# Advice PLEASE!!!!!!!!



## phillybrokenheart (Mar 9, 2012)

I posted this in the divorce and separation but I think it better belongs here....

I've basically been dealing with this somewhat on my own. I do have family and friends around who are here for me, but all think this is the best thing for me, so its hard to express what Im feeling inside to them. 

I do KNOW that this is for the best, but still, I love my husband, no matter what has happened between us. 

So, heres my story:

My husband and I have been together for 5 years. Only married in June! He has two children from a previous relationship, a daughter 8 yrs old and a son almost 7 yrs old. I have a daughter from my first marriage who is also 8 yrs old. 

My first marriage ended because my exhusband was a drug addict, a gambler and verbally abusive.
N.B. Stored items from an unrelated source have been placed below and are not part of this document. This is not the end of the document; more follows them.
PR #2254, opened 2022-08-12
BC-2218 - adjust bulk options

christian-darsow:
# Short Description
Remove bulk option "Analoge Einverständniserklärung" on student overview page (administration) if consent is not necessary

https://ticketsystem.dbildungscloud.de/browse/BC-2218

## Checklist before merging

### DIFF
--- a/src/pages/administration/student-overview.unit.js
+++ b/src/pages/administration/student-overview.unit.js
@@ -579,26 +579,22 @@ describe("students/index", () => {
 		});
 		expect(envConfigModule.getEnv.FEATURE_CONSENT_NECESSARY).toBe(false);
 
-		// user row exists
 		const dataRow = wrapper.find(`[data-testid="table-data-row"]`);
 		expect(dataRow.exists()).toBe(true);
-		// user row checkbox is clicked
+
 		const checkBox = dataRow.find(".select");
 		expect(checkBox.exists()).toBe(true);
+
 		await checkBox.trigger("click");
-		// user is selected
 		expect(dataRow.vm.selected).toBe(true);
 
-		// selection row component is rendered
 		const selectionBar = wrapper.find(".row-selection-info");
 		expect(selectionBar.exists()).toBe(true);
 
-		// contextMenu is rendered
 		const openContextButton = wrapper.find(".context-menu-open");
 		expect(openContextButton.exists()).toBe(true);
-		// contextMenu is clicked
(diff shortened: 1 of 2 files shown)


src/pages/administration/student-overview.unit.js
```diff
@@ -564,4 +564,42 @@ describe("students/index", () => {
...
+		});
+		const wrapper = mount(StudentPage, {
+			...createComponentMocks({
+				i18n: true,
+				store: mockStore,
+			}),
+		});
+		expect(envConfigModule.getEnv.FEATURE_CONSENT_NECESSARY).toBe(false);
+
+		// user row exists
```
MartinSchuhmacher, line 582: I would suggest removing the comments here as the code should be structured and named in a way that speaks for itself (which it does in my opinion)

MartinSchuhmacher: foremost reason is that comments can get deprecated quite quickly once logic changes and in case something changes, the comments need to be renewed and nobody does it because people forget ^^

christian-darsow: I agree, that those are actually not needed and will remove them at least in the new test. Similar comments will remain - or we might just remove those comments everywhere (also in former tests) at least in this file.

MartinSchuhmacher (approved):

src/pages/administration/student-overview.unit.js
```diff
@@ -564,4 +564,38 @@ describe("students/index", () => {
...
+			ADMIN_TABLES_DISPLAY_CONSENT_COLUMN: true,
+			FEATURE_CONSENT_NECESSARY: false,
+		});
+		const wrapper = mount(StudentPage, {
+			...createComponentMocks({
+				i18n: true,
+				store: mockStore,
+			}),
+		});
+		expect(envConfigModule.getEnv.FEATURE_CONSENT_NECESSARY).toBe(false);
```
virgilchiriac, line 580: do we have a positive test, aka when FEATURE_CONSENT_NECESARY = true, then the action button should be visible?

christian-darsow: Nope, I will add a test that checks for presence but also for action triggering, for some reason this is missing only on the consent bulk button

christian-darsow: As the consent action takes place after redirect, I now only added a test now for necessary button visibilty

PR #2273, opened 2022-09-12
BC-2362 - show alert in top bar

virgilchiriac:
# Short Description

BC-2362
https://github.com/hpi-schul-cloud/dof_app_deploy/pull/359

## Checklist before merging


src/components/legacy/TheTopBar.unit.js
```diff
@@ -1,4 +1,9 @@
 import TheTopBar from "./TheTopBar";
```
odalys-dataport, line 1: Please remove comments, if they aren't necessary

src/components/molecules/StatusAlerts.vue
```diff
@@ -0,0 +1,134 @@
...
+							{{ getUrl(item.url) }}
+						</a>
+					</div>
+				</v-card-text>
+			</div>
+		</v-card>
+	</div>
+</template>
+
+<script>
```
odalys-dataport, line 52: If this is a new component, it should be implemented with typescript and the composition api

src/plugins/datetime.js
```diff
@@ -261,6 +261,10 @@ export const fromNowToFuture = (date, unit) => {
 	} else return null;
 };
 
+export const timeAgo = (date) => {
```
odalys-dataport, line 264: This looks like it's doing the same or something similar like the function `fromNow` in this plugin, so maybe we can refactor this?

src/utils/store-accessor.ts
```diff
@@ -39,18 +41,19 @@ function initializeStores(store: Store<any>): void {
...
 	importUsersModule = getModule(ImportUsersModule, store);
 	newsModule = getModule(NewsModule, store);
+	notifierModule = getModule(NotifierModule, store);
 	roomModule = getModule(RoomModule, store);
 	roomsModule = getModule(RoomsModule, store);
 	schoolsModule = getModule(SchoolsModule, store);
+	statusAlertsModule = getModule(StatusAlertsModule, store);
 	taskModule = getModule(TaskModule, store);
-	notifierModule = getModule(NotifierModule, store);
-	copyModule = getModule(CopyModule, store);
```
odalys-dataport, line 53: Thanks for keeping this sorted! :)

odalys-dataport (changes requested):

src/plugins/datetime.js
virgilchiriac: is indeed a method of datejs, but doing the opposite. Can be refactored so that it looks the same and taking account the UTC convertion

tofixx: merged the bahaviour into fromNow. however "to" and "fromNow" seems to work each in both directions (past/future). just kept using local time, added this as new flag in fromNow

src/plugins/datetime.js
```diff
@@ -240,9 +240,13 @@ export const createInputDateTime = (date) => {
 /**
  * Returns date difference to current local time
  * @param {String} date
+ * @param {boolean} isLocalTimeZone set true if input date is to be handled in local time zone instead of utc
  * @return {String} Date difference based on current timezone
  */
-export const fromNow = (date) => {
+export const fromNow = (date, isLocalTimeZone) => {
+	if (isLocalTimeZone == true){
```
tofixx, line 247: fromNow and daysjs.to seems to have same behaviour, just checked here for local time to skip utc here

murat-merdoglu-hpi:
The implementation should be the 'mobile first' design approach.

image

src/components/legacy/TheTopBar.unit.js
```diff
@@ -69,4 +87,33 @@ describe("@components/legacy/TheTopBar", () => {
 		expect(wrapper.findAll(".top-sidebar")).toHaveLength(0);
 		expect(wrapper.findAll(".fullscreen-button-active")).toHaveLength(1);
 	});
+
+	it("render with Status Alerts", async () => {
+		const wrapper = shallowMount(TheTopBar, {
```
murat-merdoglu-hpi, line 92: Try to avoid using the `shallowMount` method. `shallowMount`method doesn't render its child components. But the newly created component `StatusAlert.vue` is its child.

murat-merdoglu-hpi (approved):

src/store/status-alerts.ts
```diff
@@ -0,0 +1,58 @@
...
+	setStatusAlerts(statusAlerts: StatusAlert[]): void {
+		this.statusAlerts = statusAlerts;
+	}
+
+	get getStatusAlerts(): StatusAlert[] {
+		return this.statusAlerts;
+	}
+
+	@Action
+	async fetchStatusAlerts() {
```
OliverHappe, line 47: missing return type void

src/components/legacy/TheTopBar.vue
```diff
@@ -9,67 +8,90 @@
 			<base-button
 				:class="{ 'menu-button': true, 'expanded-menu': expandedMenu }"
 				design="text icon"
+				data-test-id="top-menu-btn"
```
OliverHappe, line 11: i think this should be data-testid

src/components/legacy/TheTopBar.vue
```diff
@@ -9,67 +8,90 @@
...
+				<popup-icon
+					v-if="showStatusAlertIcon"
+					source="fa"
+					icon="exclamation-triangle"
+					:title="$t('global.topbar.actions.alerts')"
+					:aria-label="$t('global.topbar.actions.alerts')"
+					:fill="statusAlertColor"
+					class="item"
+					centered
+					data-test-id="status-alerts-icon"
```
OliverHappe, line 26: data-testid

src/components/legacy/TheTopBar.vue
```diff
@@ -130,21 +146,41 @@ export default {
...
+		return {
+			statusAlerts: [],
+		};
 	},
 	computed: {
 		role() {
 			const roleName = this.user.roles.map((r) => r.name);
 			return this.$t(`global.topbar.roleName.${roleName[0]}`);
 		},
+		showStatusAlertIcon() {
```
OliverHappe, line 158: show[...] suggest to me that this function is a toggle/ setter to actually show the statusalert-icon.

i suggest to instead call it "isShowStatusAlertIcon" to clearly convey that this is a getter describing a specific state of the component.

src/components/legacy/TheTopBar.vue
```diff
@@ -130,21 +146,41 @@ export default {
...
+			return this.statusAlerts.length !== 0;
+		},
+		statusAlertColor() {
+			const color = this.statusAlertDanger()
```
OliverHappe, line 162: i think statusAlertDanger() is a superflous codesplit. 

suggestion:

`const isDangerStatusAlert: boolean = <body of statusAlertDanger()>`

use isDangerStatusAlert as a condition in the `color` assignment. 

remove statusAlertDanger() method.

src/components/legacy/TheTopBar.vue
```diff
@@ -130,21 +146,41 @@ export default {
...
+				? "var(--color-error-base)"
+				: "var(--color-secondary-darken1)";
+			return color;
```
OliverHappe, line 165: i think the color variable is superflous - we can return the result immediately without assigning it first

src/components/molecules/StatusAlerts.unit.ts
```diff
@@ -0,0 +1,61 @@
...
+		...createComponentMocks({
+			i18n: true,
+			vuetify: true,
+		}),
+		propsData: props,
+		...options,
+	});
+};
+
+describe("@components/molecules/StatusAlerts", () => {
```
OliverHappe, line 23: a test to check if nothing is rendered if there are no statusalerts would be a nice addition

src/components/molecules/StatusAlerts.vue
```diff
@@ -0,0 +1,139 @@
...
+		width: 400px;
+	}
+}
+
+.action-button {
+	color: var(--color-primary);
+}
+
+.alert-item:not(:first-child) {
+	padding-top: var(--space-xs-4);
```
OliverHappe, line 112: please use the vuetify spacing utility classes. e.g. `pt-2`

src/components/molecules/StatusAlerts.vue
```diff
@@ -0,0 +1,139 @@
...
+		class="alerts"
+		data-testid="status-alerts"
+	>
+		<div
+			v-for="(item, index) in statusAlerts"
+			:key="index"
+			class="alert-item"
+			:data-testid="`alert-item-${index}`"
+		>
+			<v-card-text class="py-2">
```
OliverHappe, line 14: the parent div also has padding. i suggest to merge the two elements if possible. i don't see a reason for the outer div to wrap v-card-text.

src/components/molecules/StatusAlerts.unit.ts
odalys-dataport: this is tested in the top bar

OliverHappe: i think it's important to view one component as a relevant unit when writing unit tests. 

desired behavior should not only be tested in components outside of that unit. the topbar should only test if StatusAlert component exists. Behavior of StatusAlert should be tested in StatusAlert unit tests

odalys-dataport: aah ok, done :)

OliverHappe (approved):

PR #2282, opened 2022-09-30
BC-2528 - enable vuetify everywhere

odalys-dataport:
# Short Description

## Checklist before merging


src/themes/base/vuetify.options.js
```diff
@@ -14,6 +14,9 @@ import langIconUa from "@assets/icons/lang-icon-ua.vue";
 
 export default {
 	theme: {
+		options: {
```
uidp, line 17: Why is that moved here from nuxt.config.js?

src/layouts/default.vue
```diff
@@ -1,17 +1,25 @@
 <template>
 	<legacy-logged-in>
-		<base-content-container id="main-content" tag="main" class="content">
-			<Nuxt />
-		</base-content-container>
+		<v-app class="content">
```
uidp, line 3: Why are `class` and `id` split up to `<v-app>` and `<v-main>`?

src/layouts/default.vue
```diff
@@ -1,17 +1,25 @@
 <template>
 	<legacy-logged-in>
```
uidp, line 2: It looks like `<legacy-logged-in>` is only used here (in this component). Maybe we can refactor that a little differently. Also `<v-app>` is not the root component of the whole layout. Can it be achieved somehow that `<v-app>` wraps the topbar and sidebar as well?

uidp (commented):
I would suggest that we look in how we can build a more general default layout that wraps everything in `<v-app>`. Although I'm not sure if that's possible at the current state of things.

src/themes/base/vuetify.options.js
odalys-dataport: Because it wasn't working in the nuxt.config.js, moving this here made vuetify css vars globally accessible

src/layouts/default.vue
odalys-dataport: That's how it was before in `defaultVuetify`. But I can look into it while trying to make `<v-app>` the root component

uidp (dismissed):

christian-darsow (approved):

PR #2291, opened 2022-10-17
BC-2529 - global css

christian-darsow:
# Short Description

Reduce build css size by using global css

https://ticketsystem.dbildungscloud.de/browse/BC-2529

## Checklist before merging


src/pages/RoomDetails.page.vue
```diff
@@ -397,7 +397,6 @@ export default defineComponent({
 </script>
 <style lang="scss" scoped>
 @import "~vuetify/src/styles/styles.sass";
```
OliverHappe, line 399: i think we should not do this. 

in this component we need the breakpoint mixin from vuetify.

i suggest to use the breakpoint display classes in the template in favor of importing all vuetify styles just for a mixin.

alternatively: is it possible to just import the mixin?

christian-darsow: this vuetify import could be removed from some components complety as none of the imported functionality was used. for the others I would say we can stay with this import, as it only imports mixins / vars and nothing that gets compiled into the css. I would say that this is also with the docs https://vuetifyjs.com/en/features/sass-variables/#usage-in-templates

src/pages/RoomDetails.page.vue
```diff
@@ -397,7 +397,6 @@ export default defineComponent({
...
-@import "@variables";
```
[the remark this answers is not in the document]
christian-darsow: goid point. unneeded imports are removed from several components now

src/themes/base/styles/index.scss
```diff
@@ -1,2 +1,13 @@
-@import "./utility.scss";
```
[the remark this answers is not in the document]
christian-darsow: the index.scss from the themes now import it as mixins from the base

src/pages/RoomDetails.page.vue
OliverHappe: thanks for the clarification!

odalys-dataport (approved):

We separated when my daughter was only 3 months old. The difference with that was by the time it came to separation, I had already grieved the loss of that marriage. 

I waited 3 years after that before I even considered getting involved with anyone again. When I met my current husband, we were only friends at first. He being a single dad (their mom has never been in the picture - full blown drug addict) and me being a single mom, we bonded over that. He was a recovering addict (2yrs clean and sober) and was living with his mom and step dad and trying his best to take care of his children. I admired him so much! I had so much respect for him! After 6 months of friendship, we starting dating. We fell in love very quickly.

We had a TON of problems however, and when every one told me to run, it was already too late, I was head over heels!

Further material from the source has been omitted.